[Entries taken from a collection]

Segment Open

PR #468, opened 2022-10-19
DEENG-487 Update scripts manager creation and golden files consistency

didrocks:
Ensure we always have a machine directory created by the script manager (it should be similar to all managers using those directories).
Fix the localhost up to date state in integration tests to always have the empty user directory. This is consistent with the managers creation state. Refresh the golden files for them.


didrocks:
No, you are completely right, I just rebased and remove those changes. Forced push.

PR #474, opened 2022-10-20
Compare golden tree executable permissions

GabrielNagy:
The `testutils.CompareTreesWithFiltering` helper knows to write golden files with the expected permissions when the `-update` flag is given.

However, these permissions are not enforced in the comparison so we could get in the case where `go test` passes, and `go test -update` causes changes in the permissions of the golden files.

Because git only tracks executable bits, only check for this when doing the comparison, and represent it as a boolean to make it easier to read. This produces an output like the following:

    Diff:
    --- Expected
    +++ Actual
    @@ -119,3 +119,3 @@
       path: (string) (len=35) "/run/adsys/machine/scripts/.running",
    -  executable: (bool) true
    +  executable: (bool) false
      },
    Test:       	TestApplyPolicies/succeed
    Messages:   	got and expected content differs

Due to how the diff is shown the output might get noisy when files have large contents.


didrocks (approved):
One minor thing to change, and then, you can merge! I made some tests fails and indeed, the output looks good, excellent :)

Segment Closed
Segment Open

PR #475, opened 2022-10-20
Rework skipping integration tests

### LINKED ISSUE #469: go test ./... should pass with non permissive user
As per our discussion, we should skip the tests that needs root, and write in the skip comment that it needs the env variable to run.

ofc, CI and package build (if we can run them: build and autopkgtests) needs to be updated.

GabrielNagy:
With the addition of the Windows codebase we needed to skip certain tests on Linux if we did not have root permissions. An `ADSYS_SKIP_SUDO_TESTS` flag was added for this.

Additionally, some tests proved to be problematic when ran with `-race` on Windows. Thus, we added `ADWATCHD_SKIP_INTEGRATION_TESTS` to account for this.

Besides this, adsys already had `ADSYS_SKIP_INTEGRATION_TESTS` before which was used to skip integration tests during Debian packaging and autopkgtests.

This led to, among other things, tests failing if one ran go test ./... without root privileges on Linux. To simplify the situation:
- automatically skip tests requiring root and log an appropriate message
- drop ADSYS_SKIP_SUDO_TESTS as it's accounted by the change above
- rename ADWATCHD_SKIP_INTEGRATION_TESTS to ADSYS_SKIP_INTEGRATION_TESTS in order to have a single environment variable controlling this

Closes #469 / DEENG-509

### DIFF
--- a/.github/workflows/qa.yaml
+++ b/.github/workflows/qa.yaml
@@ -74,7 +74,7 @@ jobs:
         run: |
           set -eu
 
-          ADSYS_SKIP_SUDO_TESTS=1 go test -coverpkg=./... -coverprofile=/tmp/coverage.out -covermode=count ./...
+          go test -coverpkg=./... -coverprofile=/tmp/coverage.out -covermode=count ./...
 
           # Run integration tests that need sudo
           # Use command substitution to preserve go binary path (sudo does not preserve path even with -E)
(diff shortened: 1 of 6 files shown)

Segment Closed
Segment Open

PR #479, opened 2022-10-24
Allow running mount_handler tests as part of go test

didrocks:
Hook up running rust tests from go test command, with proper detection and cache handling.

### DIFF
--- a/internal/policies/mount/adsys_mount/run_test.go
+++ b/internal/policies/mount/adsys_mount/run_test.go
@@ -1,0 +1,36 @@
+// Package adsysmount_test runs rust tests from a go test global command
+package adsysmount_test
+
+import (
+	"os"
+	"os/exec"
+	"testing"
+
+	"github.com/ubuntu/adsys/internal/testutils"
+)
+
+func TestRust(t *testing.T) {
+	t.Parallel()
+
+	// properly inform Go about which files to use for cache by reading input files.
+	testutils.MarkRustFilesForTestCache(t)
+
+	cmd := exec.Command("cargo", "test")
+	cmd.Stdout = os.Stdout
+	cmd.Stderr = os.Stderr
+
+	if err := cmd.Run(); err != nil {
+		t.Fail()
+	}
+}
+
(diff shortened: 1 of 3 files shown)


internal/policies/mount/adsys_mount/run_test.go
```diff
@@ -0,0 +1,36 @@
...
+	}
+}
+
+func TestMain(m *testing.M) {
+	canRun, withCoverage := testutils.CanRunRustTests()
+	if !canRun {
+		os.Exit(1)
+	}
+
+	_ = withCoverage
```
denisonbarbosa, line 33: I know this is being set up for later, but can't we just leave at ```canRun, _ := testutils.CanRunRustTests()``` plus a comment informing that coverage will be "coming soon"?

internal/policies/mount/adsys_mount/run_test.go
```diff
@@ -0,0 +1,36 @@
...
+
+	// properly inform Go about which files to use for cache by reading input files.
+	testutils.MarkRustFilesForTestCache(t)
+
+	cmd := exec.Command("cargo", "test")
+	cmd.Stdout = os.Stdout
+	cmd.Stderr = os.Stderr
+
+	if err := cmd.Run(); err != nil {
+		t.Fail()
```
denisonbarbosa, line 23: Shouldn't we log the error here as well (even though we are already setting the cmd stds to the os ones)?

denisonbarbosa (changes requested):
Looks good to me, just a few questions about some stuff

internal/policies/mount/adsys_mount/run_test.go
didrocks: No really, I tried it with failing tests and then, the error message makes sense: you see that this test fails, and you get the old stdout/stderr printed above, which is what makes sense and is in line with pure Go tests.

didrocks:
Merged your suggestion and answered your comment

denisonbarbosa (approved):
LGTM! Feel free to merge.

Segment Closed

◆ TASK DIRECTIONS ◆
Looking at the records above, please work out how many lines contain "withCoverage" and state only that number.

◆ ANSWER SPACE ◆
2